General characteristics
- Tonnage: 13,562 tons
- Length: 549 feet
- Beam: 67 feet
- Draught: 25 feet
- Propulsion: Twin screws
- Speed: 17 knots
- Capacity: 635 passengers
- Crew: 160

= MV Tahitien =

MV Tahitien was a 1953 built ocean liner and later cruise ship originally built for the French shipping company Messageries Maritimes along with her sister the Calédonien.

==History==
Tahitien was launched on 4 October 1952 and completed in January 1953. She entered service on the Marseille to French Polynesia run. She operated in this service until the heavy competition from the Jet airliner industry caught up with Messageries Maritimes, who ended their passenger services and sold nearly their entire fleet, including Tahitien. She would next be owned by the Limassol based Aphrodite Cruises (later named Mediterranean Sun Lines) who renamed her the Atalante. Atalante was extensively refitted for low fare cruising in the Mediterranean, a role she became mildly popular carrying out.

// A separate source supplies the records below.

Issue #15829, opened 2019-10-04
[EPIC] Localization packs rework - 1.7.7


LouiseBonnard:
Since the information in localization packs is not automatized yet, this issue is here to gather all the tasks to do for the next 1.7.7 PrestaShop version in order to update as much localized data as possible. 

## Countries

- [x] #15234 - Add states to India / Fixed in #15627
- [x] #15232 - Switch zone for Croatia / Fixed in #15618 
- [x] #13636 - Adding zones for: Austria, Switzerland, Denkmark, Netherlands, Thailand (the last one mandatory for Paypal Payments API)
- [x] #16001 - Add Ivory Coast as a supported country / Fixed in #16173 
- [x] #16833 - Switch zone for Bosnia and Herzegovina, Liechtenstein, and Ukraine / Fixed in #16834

## Currencies

- [x] #16020 - Update Turkish currency sign

## Flags

- [x] #16029 - Wrong flag and ISO code for Argentina / Fixed in #16334

## Installer

- [x] #15438 - Add Albanian and Korean to the installer / Fixed in #16416
- [x] ~~#16239 - Add Uzbek to the installer / Fixed in #16374~~

## Languages

- [x] ~~#15506 - Wrong language displaying for Slovenian~~
- [x] ~~#16053 - Update Hong Kongese language codes~~

## Localization packs

- [x] #15838 - Create a repository to stock localization files / Done [here](https://github.com/PrestaShop/LocalizationFiles)
- [x] #15857 - Add missing languages in the right localization packs / Fixed in #16292
- [x] #16321 - Clean languages (again) in localization packs / Fixed in  #16489
- [x] #16435 - Add extra localization packs / Fixed in #16927

## New supported languages

- [x] #15435 - Add Malagasy, Uzbek, and Tagalog as new supported languages / Fixed in #15484 
- [x] #16502 - Add Khmer as a new supported language / Fixed in #16690

## Update tax rates

- [x] #16122 - Update tax rates / Fixed in #16291
- [x] #16860 - Fix United Kindom VAT issue for all EU countries

LouiseBonnard:
Everything has been done so I close this EPIC. Many thanks to everyone involved here, see you in 1.7.7!
☀️

Navruzbek:
May I ask why it is removed?  Add Uzbek to the installer / Fixed in

PR #16053, opened 2019-10-21
Update Hong Kongese language codes

LouiseBonnard:
| Questions     | Answers
| Branch?       | develop
| Description?  | Update localization packs data, add two new language codes - feedback from the Hong Kongese ambassador ([here](https://docs.google.com/spreadsheets/d/1QvBo1q_ddSZU3wcawGN_oZVeutY-CB5eJaYfky6HXys/edit#gid=0))
| Type?         | improvement
| Category?     | BO
| BC breaks?    | no
| Deprecations? | no
| Fixed ticket? | It is part of this [EPIC](https://github.com/PrestaShop/PrestaShop/issues/15829).

---
This change is [Reviewable](https://reviewable.io/reviews/prestashop/prestashop/16053)

### DIFF
--- a/localization/hk.xml
+++ b/localization/hk.xml
@@ -5,6 +5,8 @@
 	</currencies>
 	<languages>
 		<language iso_code="tw" />
+    <language iso_code="zh" />
+		<language iso_code="hk" />
 	</languages>
 	<units>
 		<unit type="weight" value="市制" />


Progi1984:
@LouiseBonnard Which standard do you use for languages ? Is it  [ISO-639-1 ](https://en.wikipedia.org/wiki/List_of_ISO_639-1_codes) ? If yes, `tw` is related Twi dialect (Niger/Togo). And `hk` doesn't exist.

LouiseBonnard:
@Progi1984, thanks a lot! It seems that the Chinese _localization_ file is also wrong (and thus the _install-dev/langs_ folder), we should only keep `zh` as the Chinese language code... right now we make the difference between Chinese simplified (`zh`) and Chinese traditional (`tw`) but if one of this code is wrong, I guess it will complicate things a bit. I'm going to check it all.

LouiseBonnard:
Well, there is a confusion between country (ISO 3166-1 alpha 2) and language (ISO 639-1) codes, I'll talk about it in another issue so it can be corrected. :-)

The Atalante would be rebuilt again in 1978 and 1993, allowing her facilities and accommodations to be improved. After the Oceanos sank in 1991 Atalante was leased to the Epirotiki Lines, who renamed her Homericus. Her name was reverted to Atalante in 1992 and she was laid up. Later that year Atalante was purchased by Paradise Cruises. Paradise carried out her 1993 refit, which saw her superstructure extended and a showlounge added. She operated once again as a cruise ship, and her service prospered fairly successfully until scrap metal prices skyrocketed in summer 2004. Although she was in good condition, Atalante sailed to Alang, India in 2005, where she was beached and scrapped. Her sister Calédonien was scrapped in 1975.